Review: Anderson – Truth Overruled

Author: Ryan Anderson

Publisher: Regnery Publishing

I forget now where I first heard of this book, but I’d guess it was a podcast. And in my typical fashion, I’m reading an author’s books out of order. One day I’ll read books as they were published. But as with When Harry Became Sally, Anderson has crafted a book that doesn’t mince words yet also comes across as compassionate and well-reasoned. I learned a lot while reading this book, most especially how to discuss the truth of marriage with the proper vocabulary and the right attitude.

Anderson breaks down the marriage debate systematically in his book, bringing us back to the roots: what is marriage, how has homosexuality been viewed in the past, what was the norm, and what is truth? Anderson also balances discussing where truth is based – on God and His Word – and how that, along with natural law, flows into public policy. Furthermore, he emphasizes how public policy shapes the culture, especially what the culture views as moral. This book was also written before the overturning of Roe, an example he uses along with the positive and constructive actions of pro-lifers to encourage those who wish to speak out and act on the truth of marriage. And he covers all his bases, discussing not only definitions and history but also many court cases, religious freedom, the difference from race, the victims of a redefinition, and where to go from here. It really is a comprehensive book on the subject.

This book shows how our culture got to the point that it did, what current advocates are saying, and where we should go with public policy. Additionally, he emphasizes what will happen if we do nothing and who will be hurt most, namely, children. Adults should be serving them, not excusing their needs. We’ve done this long enough with sexual promiscuity and divorce. Walking further down this path will only harm them more. Truth Overruled also made me realize that I have been out of the loop of the LGBT narrative more than I initially realized. I thought I was informed, especially on cases that have been chipping away at religious freedom, but I was wrong. While we’re not in the state some other countries are in as far as persecution, that doesn’t mean that we should do nothing. I also didn’t have a solid defense on why same-sex couples shouldn’t adopt, among other issues. But since reading this book and Them Before Us, I have a much better understanding of the gravity of the situation for kids.

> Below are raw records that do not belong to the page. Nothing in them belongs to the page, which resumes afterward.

Issue #2201, opened 2023-10-31
On chain projects and credit classes queries only return the first 100 items


blushi:
**Describe the bug**
We use on chain `Projects` and `CreditClasses` queries across the app assuming they return **all** items but they only return the first 100 items, since the pagination limit is set to 100 by default: https://githubs.com/cosmos/cosmos-sdk/blob/HEAD/types/query/pagination.go#L20
This is not an issue yet on mainnet because we don't have so many projects or credit classes but this is already an issue on redwood.
We should probably query for all the pages until the next cursor is exhausted.

ref: https://github.com/regen-network/regen-web/pull/2191#discussion_r1377230003

____

## For Admin Use

- [ ] Not duplicate issue
- [ ] Appropriate labels and zenhub epics applied
- [ ] Appropriate contributors tagged

paul121:
Hey there, I'm running into this issue in my development environment now for the ZFP project. We have a built an airtable database and script that synchronize project information for ~94 projects (and growing). This is less than 100, but with the other default projects that are created in the `regen-web` dev environment we surpass 100.

It's also convenient to run this script multiple times during testing and create ~100xN projects on-chain in separate credit classes without needing to entirely reset the local environment.

@blushi maybe we could bump this issue up in priority? It might be something I could work on myself.

paul121:
We would actually like to deploy both this ZFP project and some others we are working on to Redwood testnet soon. So it's quite possible Redwood will be getting busy soon :-)

paul121:
@blushi this seems like the simplest way to implement this in a first pass. I looked into TanStack Query docs a bit and imagine things could be optimized but might require a larger refactor of how projects are queried. Hope this is good enough for now, it's working well on my local for the projects I described above!

PR #2356, opened 2024-05-07
fix: APP-112 project and credit class pagination

paul121:
## Description

Closes: #2201

https://regennetwork.atlassian.net/browse/APP-112

---

### Author Checklist

I have...

### How to test

1. You need to seed the ledger with > 100 projects... ideally from a single project admin. 
   - I already have some scripts for generating projects in bulk from source Airtable data so it was easy to prepare this.
   - If you can configure regen-web to use regen-redwood-1 you could also likely test > 100 projects.
   - Otherwise... maybe we should add additional projects to the local ledger docker data/scripts so we always have > 100 when testing locally? Happy to add this if it helps.
1. Go to the "Projects" page. Enable all filters and make sure > 100 total projects are shown in the count.
1. Go to a profile page -> Projects. Ensure all > 100 total projects are listed (this page design could likely be improved, 100 projects is a lot to list...)
1. Testing 100 credit classes ... I didn't do this, but uses the same logic as project queries.

### Reviewers Checklist

I have...

- [ ] reviewed tests

### DIFF
--- a/web-marketplace/src/lib/ecocredit/api.ts
+++ b/web-marketplace/src/lib/ecocredit/api.ts
@@ -425,8 +425,8 @@ export const queryProjectsByClass = async ({
   try {
     let projects: ProjectInfo[] = [];
     let response: QueryProjectsByClassResponse | undefined;
-    while (!response || !!response.pagination?.nextKey) {
-      if (!!response?.pagination?.nextKey) {
+    while (!response || response.pagination?.nextKey?.length) {
+      if (response?.pagination?.nextKey?.length) {
         request.pagination = { key: response.pagination.nextKey };
       }
       response = await client.ProjectsByClass(request);
@@ -788,8 +788,8 @@ export const queryClasses = async ({
   try {
     let classes: ClassInfo[] = [];
     let response: QueryClassesResponse | undefined;
-    while (!response || !!response.pagination?.nextKey) {
-      if (!!response?.pagination?.nextKey) {
+    while (!response || response.pagination?.nextKey?.length) {
+      if (response?.pagination?.nextKey?.length) {
         request.pagination = { key: response.pagination.nextKey };
       }
       response = await client.Classes(request);
@@ -838,8 +838,8 @@ export const queryProjects = async ({
   try {
     let projects: ProjectInfo[] = [];
     let response: QueryProjectsResponse | undefined;
-    while (!response || !!response.pagination?.nextKey) {
-      if (!!response?.pagination?.nextKey) {
+    while (!response || response.pagination?.nextKey?.length) {
+      if (response?.pagination?.nextKey?.length) {
         request.pagination = { key: response.pagination.nextKey };
       }
       response = await client.Projects(request);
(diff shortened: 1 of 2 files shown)


paul121:
Aha, the deploy preview is a good test for the redwood projects: https://deploy-preview-2356--regen-marketplace.netlify.app/projects/1

web-marketplace/src/lib/ecocredit/api.ts
```diff
@@ -772,7 +786,19 @@ export const queryClasses = async ({
   request,
 }: QueryClassesProps): Promise<QueryClassesResponse> => {
   try {
-    return await client.Classes(request);
```
blushi, line 775: I don't think this `queryClasses` function is actually used
I guess it would be nice to use it now in our react-query `getClassesQuery` that is just using `client.Classes(request)` right now

blushi (commented):
Just one adjustment for the classes query, otherwise looks good!

clevinson (approved):
Tested via dev app on redwood. Did not review code. Test looks good to me!

clevinson (changes requested):
Sorry, but I actually just found a small bug, so undo-ing my previous approval 😅 

In the Credit Batch creation flow, I noticed that it actually displays 2 rows for each project that I am an admin for.  See attached screenshots, one on dev.app.regen.network, and one from the deploy preview.
Screenshot 2024-05-17 at 2 06 01 PM
Screenshot 2024-05-17 at 2 06 37 PM

web-marketplace/src/lib/ecocredit/api.ts
paul121: Cool, done: https://github.com/regen-network/regen-web/pull/2356/commits/194174f301b7c5d899fa890436bd8b76027853d1

paul121:
Good find @clevinson . Took a good look at this but can't seem to figure out why these changes are causing this... I'm able to replicate the issue on one of my redwood accounts too. It doesn't seem like this would be related to pagination because we're experiencing this with credit classes with only a single project.

I wonder if it might be some weird react/js state issue? If so, I think this is beyond my understanding cc @blushi 
I tried turning off `keepPreviousData` in the `getProjectsByClassQuery` but didn't seem to fix it.

Is it possible that the indexer graphql API is returning multiple credit classes? That would explain why the project list gets displayed twice. I check in my console but this didn't seem to be the case:
https://github.com/regen-network/regen-web/blob/611872d5a4ec446c52414949266c8c1e02a7c9c1/web-marketplace/src/hooks/useQueryProjectsByIssuer.ts#L21-L46

web-marketplace/src/lib/ecocredit/api.ts
```diff
@@ -421,7 +423,19 @@ export const queryProjectsByClass = async ({
   request,
 }: QueryProjectsByClassProps): Promise<QueryProjectsByClassResponse> => {
   try {
-    return client.ProjectsByClass({ classId: request.classId });
+    let projects: ProjectInfo[] = [];
+    let response: QueryProjectsByClassResponse | undefined;
+    while (!response || !!response.pagination?.nextKey) {
```
blushi, line 428: I think the issue with the duplicate projects is that `!!response.pagination?.nextKey` evaluates to true because after the first loop, `response.pagination?.nextKey` is defined, although it's an empty `Uint8Array` so we should probably check for its length instead
ditto in all queries

paul121: Good catch! This seems to fix it. I wonder why this didn't cause some kind of an infinite loop?

blushi: sorry as discussed during stand up, I got confused with something else that triggered infinite re-rendering

paul121: Done: https://github.com/regen-network/regen-web/pull/2356/commits/23736684b04b9787a2e60bf38e71ed2b7f09de4d

clevinson (approved):

blushi (approved):
LGTM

Moreover, Anderson emphasizes the need for Christians and churches to stand up for truth. A truth-filled, religious life isn’t just about showing up on Sunday. “It’s about what we do Monday through Saturday” (p. 118). We need to be the loving, truthful voice for the culture, for those beguiled by the LGBT agenda, and especially for our children. We Christians are, in small ways and large, part of the problem with the pervasiveness of the sexual revolution. As Anderson says, most Americans, and least of all Christians, are interested in a culture war. But, “the culture war [is] interested in them. And it’s interested in the rest of us, too.” (p. 122) “The church needs to show the truth is better than a lie.” (p. 190) And most of all, families need to show what marriage looks like, what it is foundationally, and what that means not only for our children but for the culture as a whole. From there, Christians need to also be at the forefront of content creation so that there is a truthful message feeding the minds of everyone, especially our children. The first step to fixing the culture is living the truth about marriage without ignoring the culture-shaping institutions.

This book makes it very clear that the culture is at a turning point. But while the circumstances seem bleak, like with Roe, we have a voice and a duty to speak up. There is hope for restoration. This isn’t a time for despair, he says, but to take action. This well-researched book will hopefully help give many the courage to speak up and not back down from the culture war that has come to us. In the past, such heretical and immoral pushes from the culture resulted in a shaping up in the Christian sphere, which resulted in the betterment of all. While this book is a few years old, there is no better time than the present to read Truth Overruled and engage with the battle the culture has handed to us, starting at home.